Item 3. Quantitative and Qualitative Disclosures about Market Risk.

     Our exposure to market risk for changes in interest rates relates primarily to our fixed rate long-term debt and short-term investments in investment grade securities, which consist primarily of federal and state government obligations, commercial paper and corporate bonds. Investments are classified as held-to-maturity and are carried at amortized costs. We do not hedge interest rate exposure or invest in derivative securities. Based on our cash, cash equivalent and short-term investment balances at March 31, 2004, a hypothetical 100-basis point decrease in the interest rates we earn on those investments would decrease our interest income by approximately $307,000 per year and approximately $77,000 per quarter.

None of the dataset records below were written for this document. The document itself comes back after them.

PR #1510, opened 2023-07-10
Add priority param to force refresh endpoint

lhoestq:
Right now I always have to manually set the priority in mongo to "normal"


AndreaFrancis (approved):
Thanks! I also needed it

     At March 31, 2004, the fair value of our fixed-rate debt approximated its carrying value based upon discounted future cash flows using current market prices.

Item 4. Controls and Procedures.

     Evaluation of Disclosure Controls and Procedures. Our management, with the participation of our Chief Executive Officer and our Chief Financial Officer, evaluated the effectiveness of our disclosure controls and procedures as of the end of the period covered by this Quarterly Report on Form 10-Q. Based on this evaluation, our Chief Executive Officer and our Chief Financial Officer have concluded that our disclosure controls and procedures are effective to ensure that information we are required to disclose in reports that we file or submit under the Securities Exchange Act of 1934 is recorded, processed, summarized and reported within the time periods specified in Securities and Exchange Commission rules and forms.

     Changes in Internal Control over Financial Reporting. There was no change in our internal control over financial reporting that occurred during the period covered by this Quarterly Report on Form 10-Q that has materially affected, or is reasonably likely to materially affect, our internal control over financial reporting.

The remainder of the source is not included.